Justice Stephen Breyer issued a concurring opinion, which was joined by Justices Anthony Kennedy and Samuel Alito. Justice Breyer wrote separately to emphasize three points. First, Justice Breyer observed that evidence showing only knowledge of a patent would likely not meet the standard for willful infringement. Rather, in Justice Breyer's view, willful infringement would require both knowledge of the patent and some additional evidence of egregious conduct by the defendant. Second, Justice Breyer noted that Section 298 of the Patent Act prevents a fact-finder (such as a jury or judge) from considering evidence that a defendant failed to obtain the advice of counsel prior to infringing the patent. Third, Justice Breyer noted that any damages awarded for willful infringement should not be used to compensate a plaintiff for the cost of bringing suit as those costs are already subject to being awarded under Section 285 of the Patent Act.
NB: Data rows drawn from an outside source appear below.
PR #738, opened 2026-08-07
docs: describe storydump as the hosted product it is (repo-wide sweep)

chrisrogers37:
The product owner ruled 2026-08-07: **"Product I host and charge for!"**

`README.md` and `CLAUDE.md` both opened by calling storydump "self-hosted". That is now wrong, and it is the kind of wrong that costs real time: it made the monetization epic (#661–665) look like it contradicted the architecture.

**Credit to `mason`**, who found this during monetization pre-scope and was right to treat the contradiction as load-bearing rather than cosmetic. It took one question to the product owner to resolve, and the answer was that the *docs* were stale, not the plan.

## Why the plan was never the problem

The consolidated design plan (#731) has assumed a hosted, multi-tenant product all along — by mechanism, not by statement, which is why grepping for the word would not have found it:

- `06` §5: **one operator**, and *every operator action on tenant data is audit-visible to that tenant's admins*. That mechanism is pointless when the operator and the tenant are the same person.
- The hosting substrate (Neon, Railway, Vercel, one app-level Cloudinary) is named **as given**, while the plan deliberately builds pluggable seams for three other things — channels, media sources, auth/email providers. It declined a seam here on purpose.
- **0.1 App Review is a single submission and the program's long pole.** A self-hosted product structurally cannot share one Meta app.
- **T3: "workspaces are rows, not deploys"**, with FC-0 sizing one deployment at ~5,000 workspaces.

So this PR corrects the project's self-description to match what it was already being built as.

## The third edit, and why it is here

Fixing only the two sentences would have left the same falsified claim alive on the same page, expressed structurally: README's **"Quick Start → Installation → clone the repo, make a venv, add your credentials"** reads as instructions for standing up your own instance. It is retitled **"Local Development Setup"** and now says plainly that it is not a deployment guide.

That one is a judgement call rather than a strict consequence of the ruling — **drop it if you disagree**; the two sentence fixes stand on their own.

## Scope

Deliberately **not** here: **FC-9**, which records the ruling normatively, lands on #731 where the plan lives. A plan PR that also edits the project's identity docs would be two changes wearing one number.

Also noted, not fixed: `README.md:277` and `documentation/README.md:102` still advertise a "Quick Start Guide — get running in 10 minutes", and `documentation/guides/quickstart.md` behind them is written for a self-installer. That is a larger docs pass than this PR should carry, and it deserves its own review.

🤖 Generated with [Claude Code](https://claude.com/claude-code)

[...]

PR #798, opened 2026-08-13
docs(0.4): verify Meta platform facts against primary docs; fix #734's actual defect (#745)

chrisrogers37:
Implements plan **§0.4** (#745) with **#734** folded in — one unit, since both edit the same operator-facing docs and #734's number is exactly what §0.4 re-confirms.

Documentation only: no code, no schema, no production access.

## How this was verified

Every claim below was checked against Meta's **live published documentation on 2026-08-13**, fetched raw and de-tagged, with the wording quoted verbatim. No summarizer sits between Meta's text and the quotes — for a figure that has already gone stale once, a paraphrase is the failure mode being guarded against. Sources and full evidence: [`0.4-meta-primary-doc-verification.md`](documentation/planning/2026-08-02-consolidated-design-plan/0.4-meta-primary-doc-verification.md).

| # | Item | Verdict |
|---|---|---|
| 1 | Publish cap 100 / rolling 24 h | **Confirmed** — and Meta contradicts itself elsewhere |
| 2 | 200 calls/user/hr | **Corrected** — not a per-user ceiling |
| 3 | IG-Login scopes + refresh semantics | **Confirmed**, min-age 24 h |
| 4 | Usage-endpoint shape | **Answered** — exact `available_at` not derivable |
| 5 | Container status vocabulary, post-publish observability | **Resolved — the stated premise was wrong** |
| 6 | Stories-list lookback | **Confirmed** 24 h, with two exclusions |
| 7 | Publishing is URL-pull only | **Contradicted** — a push-bytes surface exists |

## The three findings that change something

**`PUBLISHED` is documented for Instagram, so the seam resolves to container-verdict mode.** This was §0.4's load-bearing question. `04` §0.4 and `02` §6 both record the premise that Instagram documents `FINISHED` as pre-publish while `PUBLISHED` belongs to Threads — raising the possibility (R3 §6.11, *marked uncertain, not false*) that the pass-2 contract borrowed its evidence from the wrong API. It did not. Meta's Instagram content-publishing guide lists five `status_code` values including **"PUBLISHED — The container's media object has been published."** The authoritative-positive set is non-empty. The sets, and the trap: `FINISHED` after `publish_called` means *ready to be published* — evidence the publish has **not** landed, not evidence it failed, so it must not go in the authoritative-negative set.

**"200/user/hr" had the figure right and the shape wrong.** Meta: *"Calls within one hour = 200 * Number of Users"*, where Number of Users is **unique daily active users**. It is an app-wide pool sized by DAU, not a per-user allowance. Reading it per-user over-estimates headroom exactly when the user base is quiet.

**"Publishing remains URL-pull only" is contradicted.** Images are URL-pull as documented (*"We will cURL your image using the passed in URL"*), but a resumable push-bytes surface exists on `rupload.facebook.com`, accepts *"a file located on your computer"*, and Meta says *"All media_type shares the same flow"* while framing it as the Reels path. This does not invalidate D38 — the URL-pull path is what we use and its conclusions stand on their own merits — but "no push-bytes surface exists" can no longer be cited as a **premise**.

## Two more worth reading

**Meta contradicts itself on the cap, today.** The guide says *"limited to 100 API-published posts within a 24-hour moving period"*; its own endpoint reference says `quota_total` is *"currently 50"*. Reported, **not adjudicated** — it is precisely the argument for the live per-account read `main` already does. Neither page may be cited as *the* number. Also newly recorded: carousels count as a single post.

**The refresh min-age is 24 hours, and `05`'s cadence clears it.** The open question on row 56 is closed rather than assumed: 7-day jittered refresh sits comfortably outside Meta's 24-hour floor, so decoupling from expiry proximity introduces no eligibility conflict.

## #734 named the wrong defect

Filed as *"three guides still state the stale 25/24h publish cap"* — asking for them to say 100. Against the tree at `c11f614`, two of its three premises have drifted:

- `guides/instagram-api-setup.md` **no longer exists** — deleted in `08a8ed5` (#738).
- The two survivors say **"25 posts/hour"**, not a 25-per-24h cap, and both attach it to `INSTAGRAM_POSTS_PER_HOUR` — **renamed** to `INSTAGRAM_PUBLISH_LIMIT_FALLBACK` in #707 (`99b00ea`) and now absent from the tree outside CHANGELOG history.

So the operator-facing defect is different in kind and worse: the docs describe a deleted per-hour throttle and point at an env var that will not resolve. **Writing "100" as filed would have produced a confidently wrong sentence** — a correct figure attached to a removed mechanism. Both are corrected to describe what actually runs.

## Bounds

- **Not established:** whether the `rupload` push path is genuinely available for `STORIES` media_type, which is what this product publishes. Meta's page says both *"calls to upload videos for Reels use rupload.facebook.com"* and *"All media_type shares the same flow"*. Settling it needs a real API call, which is outside a docs-only item — so item 7 says *a push-bytes surface exists*, not *it is available to us for stories*.
- The 50-vs-100 divergence is **reported, not resolved**. Correctness does not depend on it.
- Verification covered the seven checklist items in #745. Other `05` platform facts were not re-verified.

## This PR corrects the wrong premises in place — it does not merely quote them

Stating this explicitly, because it is the part most likely to be assumed rather than checked. **Two false platform premises were recorded in the primary planning docs and had already been quoted onward.** Both are corrected at source here, not just noted in a findings file:

| Premise as written | Where it stood | Now |
|---|---|---|
| "`PUBLISHED` is documented for Threads" (so Instagram may have no post-publish status) | `04` §0.4, `02` §6 | **Corrected in both.** `PUBLISHED` is an Instagram container value; seam set to container-verdict mode |
| "publishing remains URL-pull only; no push-bytes surface" | `04` §0.4 (also D38's premise) | **Corrected in `04`.** A resumable push-bytes surface exists on `rupload.facebook.com`; images remain URL-pull |

The first commit corrected `02` and left `04` stating both verbatim — fixing only where it was noticed. The sweep commit closes that. A reader of `04` can no longer pick up a platform claim this pass already refuted.

**D38 itself is untouched and its conclusions stand** — the URL-pull path is what this product uses. What changes is that the *absence* of a push-bytes surface can no longer be cited as a premise; if transit cost is revisited (D38's trigger is sustained Cloudinary consumption above 225 credits), direct upload is a real alternative currently excluded by assumption rather than argument. Flagged for D38's owner rather than edited here.

## Drift rate: 3 of 7

Worth recording as its own number, separate from *which* three. **Three of seven platform facts had drifted (~43% per pass)** — one carried at the wrong shape, two false premises. The three are now correct and inert; the rate is what tells whoever owns these docs how often to re-verify facts nobody has touched.

Two things sharpen it, both in the findings doc: **none of the three was catchable by reading our own docs** (which is exactly how #734, an honest attempt at the same correction from in-tree evidence, landed on the wrong defect), and **both false premises had been recorded as "uncertain" rather than wrong** — then quoted onward. Suggested trigger, which would have caught items 5 and 7 before they propagated: re-verify an item at the moment a new document is about to *depend* on it.

## Propagation (all landed)

- `04` §0.4 — both false premises corrected inline with their verdicts; seam recorded as set.
- `02` §6 — corrected premise, seam resolved to container-verdict, authoritative sets stated, `FINISHED` named as the trap.
- `02` §6 — exhaustion-tail stories check downgraded to corroborating, with the two exclusions.
- `02` §8 — `available_at` uncertainty closed; conservative fallback confirmed as the behaviour.
- `05` rows 13 / 14 / 56 — carousel rule, the 50-vs-100 vendor contradiction, the DAU-pool reshape, the 24 h refresh min-age.
- `documentation/ROADMAP.md`, `documentation/guides/cloud-deployment.md` — #734, corrected to the defect actually present.

Closes #734.
Closes #745.


chrisrogers37 (commented):
**Verdict: Ship it**

Checked against Meta's live docs myself, not against mason's quotes of them — that distinction is the whole point of this review.

**1. The load-bearing claim — PUBLISHED is an Instagram container value.** Independently fetched `developers.facebook.com/docs/instagram-platform/content-publishing` fresh. It lists the same five `status_code` values with the same wording mason quoted, including verbatim: *"PUBLISHED — The container's media object has been published."* My fetch's own summary: *"The PUBLISHED status applies to Instagram containers (not Threads-specific). No distinction is made suggesting it's Threads-only."* Independent word-for-word match on the citation is strong evidence this isn't a paraphrase-drift error — the premise flip in `04` and `02` is correct, and the seam is rightly set to container-verdict mode.

**2. Second independent spot-check — 200/user/hr.** Fetched the rate-limiting page separately. Confirms mason's correction (app-wide pool sized by DAU, not per-user) and actually surfaces a stronger sentence than he cited: *"this is not a per User limit but a limit on calls made by your app."* Also a nuance his doc doesn't carry: during low activity, Meta falls back to weekly/monthly active users to size the pool. Not a defect — worth a follow-up note, not a blocker.

**3. Sweep gap — confirmed no third site.** Grepped the whole repo for both false-premise phrasings ("documented for Threads", "URL-pull only" / "no push-bytes surface"). Every remaining hit is either the corrected fact (CHANGELOG.md, stating what's now true) or `04`'s own line, which states the false premise only inline with its correction attached. No unqualified survivor anywhere. The sweep commit's own framing — "the first commit corrected 02 and left 04 stating both verbatim" — checks out against the diff: both premises were in fact still bare in `04` after the first commit, and both are fixed together in the second.

**4. #734 closure — sanity-checked against git history, not the PR's retelling.**
- `documentation/guides/instagram-api-setup.md`: confirmed gone from the tree, and confirmed deleted (522 lines) in `08a8ed5` (#738) specifically.
- `INSTAGRAM_POSTS_PER_HOUR`: confirmed absent from every `.py`/config file in the tree — survives only in CHANGELOG history and this PR's own findings doc, both describing the past. `INSTAGRAM_PUBLISH_LIMIT_FALLBACK` is confirmed live throughout (`settings.py`, `instagram_api.py`, `health_check.py`, `telegram_commands.py`, plus tests).
- The PR's diff on the two named "survivor" docs (`ROADMAP.md`, `guides/cloud-deployment.md`) shows exactly the stale `25 posts/hour` / `INSTAGRAM_POSTS_PER_HOUR` text being replaced with the live-quota-read description — so #734's original text genuinely doesn't match the current tree, and mason's reframing (a deleted mechanism + an unresolvable env var, not a stale number) is the real defect. Closing #734 against this PR is correct; his framing isn't burying anything realer than what he found.

**CI** — green per-SHA (`gh pr checks 798` against current head `d1de22d`), all 7 checks passing, `Test` completed in 2m24s.

**Not independently re-verified** (disclosed, not blocking): `05`'s rows 13/56 propagation (carousel-single-post rule, the 50-vs-100 `quota_total` self-contradiction, the 24h refresh min-age) — these ride on the same two Meta pages I already fetched and match the PR's own quotes closely enough that I judged the independent high-stakes items (above) as the better use of the time; didn't re-fetch to confirm row-level propagation text matches exactly.

Net: the correction is real, sourced correctly, propagated completely, and the #734 reframing holds up against the actual git history rather than the PR's account of it.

Justice Breyer explained that he was raising these points to emphasize that a finding of willful infringement should only occur in cases of "egregious misconduct" and that courts should be wary of plaintiffs seeking to use the threat of willful infringement to coerce a settlement or otherwise deter lawful conduct by defendants.

==Subsequent proceedings==
Following the Supreme Court's ruling, the case was remanded to the Federal Circuit for further proceedings. On August 5, 2016, the Federal Circuit subsequently vacated the district court's prior order overturning the willfulness verdict and remanded the case to the district court for reconsideration of that decision. On September 6, 2017, the district court again denied Halo's request for enhanced damages, determining that there was insufficient evidence to prove that Pulse had acted in an egregious manner or like a "pirate."

In the same term, the Supreme Court accepted the case WesternGeco LLC v. ION Geophysical Corp. and sent it back down for reconsideration in light of Halo Electronics.

==Reactions to the Supreme Court's decision==
Reaction to the Supreme Court's decision was mixed with some commentators praising the Court's decision to eliminate the Federal Circuit's restrictive Seagate test, while others expressed concern at the lack of clarity about when willfulness findings would be warranted going forward. Writing for IPWatchdog on the decision's fifth anniversary, Michael Cicero noted that subsequent decisions applying the Supreme Court's opinion had "lacked consistency" and that the Court's decision had only generated new questions surrounding when willfulness claims were warranted. Finally, at SCOTUSBlog, Ronald Mann interpreted the Court's decision as emblematic of the Supreme Court's repeated frustration with the Federal Circuit and its overeagerness to construct tests that were not reflected in controlling statutory language.